PR #3690, opened 2024-10-19
fix(core): Remove `for-of` syntax from core helpers for JSC memory reduction 

kitten:


packages/core/src/gql.ts
```diff
@@ -78,8 +78,9 @@ function gql(parts: string | TemplateStringsArray /* arguments */) {
   }
 
   source.unshift(keyDocument(body));
-  for (const document of source) {
-    for (const definition of document.definitions) {
+  for (let i = 0; i < source.length; i++) {
+    for (let j = 0; j < source[i].definitions; j++) {
```
JoviDeCroock, line 82: Could probably save some work by hoisting this length but that's a nit

```suggestion
    for (let j = 0; j < source[i].definitions.length; j++) {
```

JoviDeCroock (approved):

PR #3712, opened 2024-11-18
docs: add retry info for idempotency

bahrmichael:


kitten:
Note here: the docs haven't been in a super deployable and maintainable state here, so currently their deployments aren't necessarily working and we'd have to fix this first to be able to merge this afaik. We haven't really checked on them and they are in state where it's either easier to replace them or to double-check that they still deploy and work as expected.

PR #3727, opened 2025-01-02
(chore) dedupe pnpm lockfile

schiller-manuel:
## Summary

this resolved the following obscure error when running the tests:

> The requested module 'vite' does not provide an export named 'parseAstAsync'


JoviDeCroock (commented):
I think this also updated a number of deps, namely the one in our introspection minifier. This leads to the typescript issue you are seeing here

PR #3728, opened 2025-01-02
allow to provide underlying storage for ssr exchange

schiller-manuel:
## Summary

This change allows to optionally provide the storage that is used in the ssr exchange for storing the serialized results.

## Detailed description

The goal is to enable streaming SSR with @tanstack/start.
When it is possible to pass in a custom storage into the ssr exchange, a proxy can be passed in.
This can be used on the server to stream the serialized results to the client as soon as they are available, as well as retrieve them on the client.

A demo implementation is available here: https://github.com/schiller-manuel/start-urql/blob/main/app/router.tsx#L17

### DIFF
--- a/packages/core/src/exchanges/ssr.ts
+++ b/packages/core/src/exchanges/ssr.ts
@@ -36,6 +36,10 @@ export interface SSRData {
   [key: string]: SerializedResult;
 }
 
+export interface SSRDataStorage {
+  [key: string]: SerializedResult | null;
+}
+
 /** Options for the `ssrExchange` allowing it to either operate on the server- or client-side. */
 export interface SSRExchangeParams {
   /** Indicates to the {@link SSRExchange} whether it's currently in server-side or client-side mode.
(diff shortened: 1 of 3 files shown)


packages/core/src/exchanges/ssr.ts
```diff
@@ -188,7 +197,8 @@ const revalidated = new Set<number>();
 export const ssrExchange = (params: SSRExchangeParams = {}): SSRExchange => {
   const staleWhileRevalidate = !!params.staleWhileRevalidate;
   const includeExtensions = !!params.includeExtensions;
-  const data: Record<string, SerializedResult | null> = {};
+  const data: SSRDataStorage =
```
JoviDeCroock, line 200: Why can't we do this with initialState? For instance when we run extractData we extract into this custom storage and on the client we can leverage the restoreData method and initialState to restore additional and the initial entries.

This is similar to our nextjs solution

schiller-manuel:
closed in favor of https://github.com/urql-graphql/urql/pull/3729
===============
◆ **Work request**:
The records above are to be output in full and without error.

◆ **Result for this task**:
PR #3690, opened 2024-10-19
fix(core): Remove `for-of` syntax from core helpers for JSC memory reduction 

kitten:


packages/core/src/gql.ts
```diff
@@ -78,8 +78,9 @@ function gql(parts: string | TemplateStringsArray /* arguments */) {
   }
 
   source.unshift(keyDocument(body));
-  for (const document of source) {
-    for (const definition of document.definitions) {
+  for (let i = 0; i < source.length; i++) {
+    for (let j = 0; j < source[i].definitions; j++) {
```
JoviDeCroock, line 82: Could probably save some work by hoisting this length but that's a nit

```suggestion
    for (let j = 0; j < source[i].definitions.length; j++) {
```

JoviDeCroock (approved):

PR #3712, opened 2024-11-18
docs: add retry info for idempotency

bahrmichael:


kitten:
Note here: the docs haven't been in a super deployable and maintainable state here, so currently their deployments aren't necessarily working and we'd have to fix this first to be able to merge this afaik. We haven't really checked on them and they are in state where it's either easier to replace them or to double-check that they still deploy and work as expected.

PR #3727, opened 2025-01-02
(chore) dedupe pnpm lockfile

schiller-manuel:
## Summary

this resolved the following obscure error when running the tests:

> The requested module 'vite' does not provide an export named 'parseAstAsync'


JoviDeCroock (commented):
I think this also updated a number of deps, namely the one in our introspection minifier. This leads to the typescript issue you are seeing here

PR #3728, opened 2025-01-02
allow to provide underlying storage for ssr exchange

schiller-manuel:
## Summary

This change allows to optionally provide the storage that is used in the ssr exchange for storing the serialized results.

## Detailed description

The goal is to enable streaming SSR with @tanstack/start.
When it is possible to pass in a custom storage into the ssr exchange, a proxy can be passed in.
This can be used on the server to stream the serialized results to the client as soon as they are available, as well as retrieve them on the client.

A demo implementation is available here: https://github.com/schiller-manuel/start-urql/blob/main/app/router.tsx#L17

### DIFF
--- a/packages/core/src/exchanges/ssr.ts
+++ b/packages/core/src/exchanges/ssr.ts
@@ -36,6 +36,10 @@ export interface SSRData {
   [key: string]: SerializedResult;
 }
 
+export interface SSRDataStorage {
+  [key: string]: SerializedResult | null;
+}
+
 /** Options for the `ssrExchange` allowing it to either operate on the server- or client-side. */
 export interface SSRExchangeParams {
   /** Indicates to the {@link SSRExchange} whether it's currently in server-side or client-side mode.
(diff shortened: 1 of 3 files shown)


packages/core/src/exchanges/ssr.ts
```diff
@@ -188,7 +197,8 @@ const revalidated = new Set<number>();
 export const ssrExchange = (params: SSRExchangeParams = {}): SSRExchange => {
   const staleWhileRevalidate = !!params.staleWhileRevalidate;
   const includeExtensions = !!params.includeExtensions;
-  const data: Record<string, SerializedResult | null> = {};
+  const data: SSRDataStorage =
```
JoviDeCroock, line 200: Why can't we do this with initialState? For instance when we run extractData we extract into this custom storage and on the client we can leverage the restoreData method and initialState to restore additional and the initial entries.

This is similar to our nextjs solution

schiller-manuel:
closed in favor of https://github.com/urql-graphql/urql/pull/3729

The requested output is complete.